Tout cela est clair, sur un plan théorique du moins. Le hic : les « personnalités pathologiques » n’ont en général pas l’étiquette « personnalité pathologique » collée sur le front. Certaines pathologies sont discrètes, se confondent presque parfaitement avec une bonne petite névrose « ordinaire ».

…mais le coach devrait être formé à l’approche psychothérapeutique

 Qui pourrait reprocher à un coach, même très compétent, de ne pas avoir repéré la psychose qui se cachait sous l’apparence de normalité de son client ou de sa cliente ? S’il n’a jamais été confronté à ce genre de cas, s’il n’a pas dû se farcir une « bible » de psychopathologie au cours de sa formation, s’il n’a pas dû faire un stage au sein d’un établissement accueillant des patients atteints de psychose, border line ou dépressifs, s’il n’a jamais participé à groupes de partage de pratiques, s’il n’a pas évolué sous la férule d’un psychiatre ou d’un psychologue clinicien pour faire ses armes, comment diable pourrait-il être sûr de ne pas s’embarquer dans une aventure qui pourrait s’avérer fort nuisible pour son client ? Comment espérer qu’il réagisse de manière adéquate si son client ou sa cliente « décompense » en pleine séance de coaching un peu trop « remuante » ?

Et, même si l’on sort de ces situations extrêmes, comment fera le coach pour repérer les résistances du coaché, les manifestations de transfert et de contre-transfert, s’il n’a pas été formé à ces notions, ingrédients pourtant essentiels à un accompagnement professionnel de la personne ? Pour démêler les émotions et les pensées que provoquent en lui les dires de son client, comment fera-t-il s’il n’a pas entrepris un long et exigeant travail sur soi, travail inhérent à la pratique de la psychothérapie, et que l’on n’aborde que très superficiellement et très rapidement dans les écoles de coaching ?

Si le coach n’est pas formé aux notions de transfert et de contre-transfert, comment fera-t-il pour en repérer les manifestations chez le coaché?

« Le coaching se focalise sur la vie professionnelle »: cette affirmation fait sourire n’importe quel coach un peu aguerri. L’être humain n’est pas constitué de strates parfaitement indépendantes, le privé d’une part ; le professionnel, de l’autre. Les deux s’entremêlent, dansent et virevoltent dans un mouvement comparable à celui qui unit le présent et le passé. Quant au fait de s’intéresser exclusivement au comment (et donc au futur,) et non pas au passé (et donc aux causes de la répétition d’éventuels échecs ou difficultés), ce serait comme d’administrer un médicament à chaque fois que quelqu’un s’enrhume, sans se préoccuper de savoir s’il vit dans un lieu à l’abri des courants d’air…

J’aurais donc tendance à partager l’opinion de S. Berglas, psychiatre et chercheur à l’école de management de l’UCLA (1).
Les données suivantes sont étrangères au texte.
PR #837, opened 2022-04-20
Fix mac architecture flutter

marandaneto:
_#skip-changelog_

Running into https://stackoverflow.com/questions/71924098/flutter-github-actions-bad-cpu-type-in-executable


marandaneto:
I've tried both architecture and it didn't work out: https://stackoverflow.com/questions/71924098/flutter-github-actions-bad-cpu-type-in-executable

bruno-garcia (approved):

PR #844, opened 2022-04-22
Fixes serialization of threads in an event

### LINKED ISSUE #841: `Thread`s are not correctly attached to events
_Platform:_
- [x]  Dart
- [x]  Flutter Android or iOS
- [x]  Flutter Web

**6.5.x**

---
I have the following issue:

I want to attach a `Thread` for an `Exception`

The description goes here ...

**Steps to reproduce:**
1. Add exception to event with an id of 1
2. Add thread to event with an id of 1
3. Thread does not get serialized

**Actual result:**
- Thread is not attached

**Expected result:**
- Thread should get attached

---

I suppose the culprit is [this code](https://github.com/getsentry/sentry-dart/blob/e93430abb2ac24b30bb175ad3a54cb80d7671262/dart/lib/src/protocol/sentry_event.dart#L368-L385) and the fix could be:

```diff
-    final threadIds =
-        exceptions?.map((element) => element.threadId).toList(growable: false);
+    // create a set of every thread id of all exceptions
+    final threadIds = exceptions
+        ?.map((element) => element.threadId)
+        .where((element) => element != null)
+        .toSet();

    final threadJson = threads
-        ?.where((element) => !(threadIds?.contains(element.id) ?? false))
+        // only send threads wich has a matching exception
+        ?.where((element) => threadIds?.contains(element.id) ?? false)
        .map((e) => e.toJson())
        .where((e) => e.isNotEmpty)
        .toList(growable: false);
```

ueman:
## :scroll: Description

Fixes https://github.com/getsentry/sentry-dart/issues/841


ueman:
Huh, it seems to me that a few jobs are wrongly marked as being successful.

dart/test/sentry_event_test.dart
```diff
@@ -297,16 +297,46 @@ void main() {
...
+        ],
+        exceptions: [
+          SentryException(
+            type: 'foo',
+            value: 'bar',
+            threadId: 0,
+          )
+        ],
+      ).toJson();
+      expect(serialized['threads']['values'], isNotEmpty);
```
brustolin: Im curios, how is this two tests different? As far as I know dart doesn't care with parameter order when they are labeled.

ueman: They aren't different, I just made a mistake and duplicated it somehow by accident 😑

ueman: fixed this mistake

dart/test/sentry_event_test.dart
```diff
@@ -309,15 +309,41 @@ void main() {
       expect(serialized['threads']['values'], isNotNull);
     });
 
+    test('should serialize $SentryThread when id matches exception id', () {
```
ueman, line 312: This is the test that demonstrates #841

dart/test/sentry_event_test.dart
```diff
@@ -309,15 +309,41 @@ void main() {
...
+            crashed: true,
+            current: true,
+            name: 'Isolate',
+          )
+        ],
+      ).toJson();
+      expect(serialized['threads']?['values'], isNotEmpty);
+    });
+
     test(
```
ueman, line 333: I think this test also had wrong expectations. After adding some more expectations, it also fails.

marandaneto:
Making it a draft since it's just an example.
I will look into it late this week.

brustolin (approved):
LGTM

ueman:
@brustolin Can you already merge this, so I can use it in #853 and #847?

PR #847, opened 2022-04-25
Report isolate as thread

### LINKED ISSUE #839: Report isolate name and Android thread name in `Thread` context
_Platform:_
- [x]  Dart
- [x]  Flutter Android or iOS
- [ ]  Flutter Web

**6.5.0**

---
I have the following issue:

Currently the `Isolate.debugName` is added to the [`dart_context`](https://github.com/getsentry/sentry-dart/blob/e93430abb2ac24b30bb175ad3a54cb80d7671262/dart/lib/src/enricher/io_enricher_event_processor.dart#L89). This should however go into the [`Thread`](https://develop.sentry.dev/sdk/event-payloads/threads/) context, so it is linked to the exception. 

A caveat is, that throwing code executed in the [`compute`](https://api.flutter.dev/flutter/foundation/compute-constant.html) function is typically moved from the executing isolate to the main isolate. This also applies to manually spawned isolates. The reported isolate name for the exception is wrong in this case. However, this behavior can already observed in the current code.

---- 

PlatformExceptions on Android with a Java/Kotlin stack trace also do not currently report the thread name. However, if the exception includes the [thread name](https://github.com/getsentry/sentry-dart/blob/e93430abb2ac24b30bb175ad3a54cb80d7671262/flutter/lib/src/jvm/jvm_exception.dart#L30), it should also be reported via the `Thread` context.

ueman:
## :scroll: Description

This PR introduces reporting of the current isolate as thread.

See for example events:
- https://sentry.io/organizations/sentry-sdks/issues/3228921456/events/acd6e57ceafc47c098c79c6997db0f0d/?project=5428562
- https://sentry.io/organizations/sentry-sdks/issues/3229349658/events/863eaa662813446796a5c255a2ef899e/?project=5428562

Event with isolate as thread

Closes https://github.com/getsentry/sentry-dart/issues/839

Added a new test case.

## :pencil: Checklist

- [x] All tests passing
- [x] No breaking changes

## :crystal_ball: Next steps

- I'm waiting until #841 is fixed, then I'll look at this again to see if everything works and fix it if needed.
- Create follow up ticket for https://github.com/getsentry/sentry-dart/pull/847#discussion_r858518214


dart/test/sentry_client_test.dart
```diff
@@ -102,6 +102,28 @@ void main() {
       expect(capturedEvent.exceptions?.first.stackTrace, isNotNull);
     });
 
+    test('should attach isolate info in thread', () async {
```
ueman: This test only runs on dart:io. Web stays as it was before this PR, because it doesn't has isolates.

dart/lib/src/sentry_client.dart
```diff
@@ -131,18 +132,42 @@ class SentryClient {
...
     }
 
-    if (event.exceptions?.isNotEmpty ?? false) return event;
+    if (event.exceptions?.isNotEmpty ?? false) {
+      return event;
+    }
+
+    final isolateName = getIsolateName();
+    // isolates have no id, so we use the hashCode as id
+    final isolateId = isolateName?.hashCode;
```
ueman: Isolates have no id, so I'm using the hashcode of the name, in order to get a unique id in order to link thread and exception.

I believe the same approach has to be taken for the Java/Kotlin exception reporting from the PlatformException as the thread id is not reported in a stringified stracktrace.

That could lead to having the android and Dart exception being linked to the same thread, if both are named `main`, but I guess that is ok, since it would still be semantically correct.

dart/lib/src/sentry_client.dart
```diff
@@ -131,18 +132,42 @@ class SentryClient {
...
+          ],
+        );
+      }
+
+      sentryException = sentryException.copyWith(threadId: isolateId);
+
+      final thread = SentryThread(
+        id: isolateId,
+        name: isolateName,
+        crashed: false,
```
ueman: I'm setting this to `false` since an exception doesn't crash the app, but not sure if that's a good default.

marandaneto: The docs is off here https://develop.sentry.dev/sdk/event-payloads/threads/#attributes
That means this is the thread that actually caused the error/exception, it does not need to be a hard crash.

If the App crashed or not, look at https://develop.sentry.dev/sdk/event-payloads/exception/#attributes-1 `handled`

dart/lib/src/sentry_client.dart
```diff
@@ -131,18 +132,42 @@ class SentryClient {
       return event;
     }
 
-    if (event.exceptions?.isNotEmpty ?? false) return event;
+    if (event.exceptions?.isNotEmpty ?? false) {
+      return event;
+    }
+
+    final isolateName = getIsolateName();
```
marandaneto, line 148: The problem here is that `Isolate.current` returns the current Isolate, but if the error was thrown by another Isolate and bubbled up on this one, it'd use the wrong Isolate data.
I feel that the event itself (the integration that created the exception) should already have set this info (isolateName) in the event, so we can reuse to create the thread metadata.

marandaneto:
Made it a draft since its blocked by https://github.com/getsentry/sentry-dart/issues/841

dart/lib/src/sentry_client.dart
ueman: Okay, I'll change it

dart/lib/src/sentry_client.dart
ueman: How should that work then for `Sentry.captureException()`? There's no integration, which could add it.

dart/lib/src/sentry_client.dart
ueman: In that case, the Dart isolate and the Android thread probably shouldn't be connected to the same thread as suggested in https://github.com/getsentry/sentry-dart/pull/847#discussion_r857608217

dart/lib/src/sentry_client.dart
ueman: One solution I can think of is that integrations supply the isolate info as a hint and then do a `hint['isolate'] ?? Isolate.current.debugName` to figure out the correct isolate.

marandaneto: `Sentry.captureException` and `captureMessage` if called manually would use the current Isolate.
Integrations usually call `Sentry.captureEvent` and in this case, we could set the Isolate data to the event.
Using `hints` is another option, but we'd need to move to a `Map` first.

ueman: Then I would say we keep it like it is, because it most likely covers most use cases?

dart/lib/src/sentry_client.dart
```diff
@@ -140,18 +141,42 @@ class SentryClient {
...
+      }
+
+      sentryException = sentryException.copyWith(threadId: isolateId);
+
+      final thread = SentryThread(
+        id: isolateId,
+        name: isolateName,
+        crashed: true,
+        current: true,
+      );
```
marandaneto: I'd check if `isolateId` or `isolateName` are not null at least, otherwise it does not make sense I guess? 

Threads are only added if `options.attachThreads` is enabled as well, See the logic: https://github.com/getsentry/sentry-java/blob/896333a176c8d58cb85e33f8a10bf5c50ccce5c3/sentry/src/main/java/io/sentry/MainEventProcessor.java#L235-L243

I believe we should replicate it here.

ueman: Seems reasonable

dart/lib/src/sentry_client.dart
```diff
@@ -163,8 +188,10 @@ class SentryClient {
 
       if (frames.isNotEmpty) {
         event = event.copyWith(threads: [
-          ...(event.threads ?? []),
+          ...?event.threads,
```
marandaneto, line 197: We need to be sure that we are not duplicating the threads here, See comment https://github.com/getsentry/sentry-dart/pull/847/files#r866090263
Could be that we are adding on L169 and L192?

dart/lib/src/sentry_exception_factory.dart
```diff
@@ -45,13 +45,11 @@ class SentryExceptionFactory {
 
     // if --obfuscate feature is enabled, 'type' won't be human readable.
     // https://flutter.dev/docs/deployment/obfuscate#caveat
-    final sentryException = SentryException(
-      type: '${throwable.runtimeType}',
-      value: '$throwable',
+    return SentryException(
+      type: (throwable.runtimeType).toString(),
+      value: throwable.toString(),
```
marandaneto, line 50: Just out of curiosity, is `.toString` preferred over String interpolation?

ueman: I would say so, if it's just a single variable. Though, I can revert it, if you want me to.

dart/lib/src/sentry_client.dart
ueman: That shouldn't happen because the event will get returned in the if branch before that.

dart/lib/src/sentry_exception_factory.dart
marandaneto: No, it actually makes sense, I was just curious if there's some sort of linting for that.

ueman: Actually there is https://dart-lang.github.io/linter/lints/unnecessary_string_interpolations.html

brustolin (approved):
LGTM

dart/lib/src/sentry_options.dart
```diff
@@ -218,7 +218,14 @@ class SentryOptions {
...
 
-  /// When enabled, all the threads are automatically attached to all logged events (Android).
+  /// When enabled, the current isolate will be attached to the event.
+  /// This only applies to Dart:io platforms and only the current isolate.
+  /// Other isolates can't be read.
+  ///
+  /// When running on web, this option has no effect at all.
+  ///
+  /// When running in the Flutter context, this enables attaching of threads
+  /// for native events, if supported for the native platform.
```
marandaneto, line 228: I'd add the note that it's only Android at the moment tho.

ueman: Are there any docs I could link to? Then no one has to remember to update this doc comment if that changes.

ueman:
```suggestion
  /// When enabled, the current isolate will be attached to the event.
  /// This only applies to Dart:io platforms and only the current isolate.
  /// The Dart runtime doesn't provide information about other active isolates.
  ///
  /// When running on web, this option has no effect at all.
  ///
  /// When running in the Flutter context, this enables attaching of threads
  /// for native events, if supported for the native platform.
  /// Currently, this is only supported on Android.
```

ueman: Done.

CHANGELOG.md
```diff
@@ -2,6 +2,7 @@
 
 ## 6.6.0-alpha.2
 
+- Attach Isolate name to thread context (#847)
```
```suggestion
## Unreleased

- Attach Isolate name to thread context (#847)

## 6.6.0-alpha.2
```

marandaneto:
@ueman please merge main into this branch, so I can test both changes together :) thanks.

ueman:
> @ueman please merge main into this branch, so I can test both changes together :) thanks.

@marandaneto done

ueman:
@marandaneto When testing with the Flutter example app, you may need to enable the `attachThreads` option.

marandaneto:
@ueman not sure if its a bug on the Android SDK or this SDK, but if I capture an exception on the Dart side:

Screenshot 2022-05-13 at 12 40 37

`current=false` should be `true`.
I'm using `options.attachThreads = true`

ueman:
> @ueman not sure if its a bug on the Android SDK or this SDK, but if I capture an exception on the Dart side:
> 
> Screenshot 2022-05-13 at 12 40 37
> 
> `current=false` should be `true`. I'm using `options.attachThreads = true`

I think this might be an error on the Android side. I even wrote tests, that make sure that `current = true`. 
`current` is also never set to false as seen here:
https://github.com/ueman/sentry-dart/blob/40072f42a35c41deab011e25a54cbc642774c505/dart/lib/src/sentry_client.dart#L169-L176

and here 

https://github.com/ueman/sentry-dart/blob/40072f42a35c41deab011e25a54cbc642774c505/dart/lib/src/sentry_client.dart#L198-L204

marandaneto:
@ueman I can confirm, since it's correct on iOS.
https://github.com/getsentry/sentry-java/issues/2047

ueman:
> @ueman I can confirm, since it's correct on iOS. [getsentry/sentry-java#2047](https://github.com/getsentry/sentry-java/issues/2047)

Soooo, this can be merged then, right?

ueman:
Since the Sentry Android SDK was updated, this should now also work as expected on Android. The failing CI test is unrelated to my changes, since I didn't touch any iOS code.

ueman:
I've attached two example events to the PR description. It works really well now.
Also enabled that option for the example app.

For convenience:

- https://sentry.io/organizations/sentry-sdks/issues/3228921456/events/acd6e57ceafc47c098c79c6997db0f0d/?project=5428562
- https://sentry.io/organizations/sentry-sdks/issues/3229349658/events/863eaa662813446796a5c255a2ef899e/?project=5428562

marandaneto:
> I've attached two example events to the PR description. It works really well now. Also enabled that option for the example app.
> 
> For convenience:
> 
> * [sentry.io/organizations/sentry-sdks/issues/3228921456/events/acd6e57ceafc47c098c79c6997db0f0d/?project=5428562](https://sentry.io/organizations/sentry-sdks/issues/3228921456/events/acd6e57ceafc47c098c79c6997db0f0d/?project=5428562)
> * [sentry.io/organizations/sentry-sdks/issues/3229349658/events/863eaa662813446796a5c255a2ef899e/?project=5428562](https://sentry.io/organizations/sentry-sdks/issues/3229349658/events/863eaa662813446796a5c255a2ef899e/?project=5428562)

Thanks @ueman 
We are releasing the Android SDK v6 right now and will test it soon.

marandaneto (approved):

Il s’insurge contre les pratiques « bricolées » des coachs qui ne possèdent pas une formation psychosociale solide, et qui vendent des solutions simples pour des résultats rapides, en ignorant les éventuels problèmes ou enjeux psychologiques sous-jacents. Selon lui, l’expertise psychologique est un pré-requis absolu au métier de coach…

(1) Berglas S., The very real dangers of executive coaching, in Harvard Business Review, juin 2002.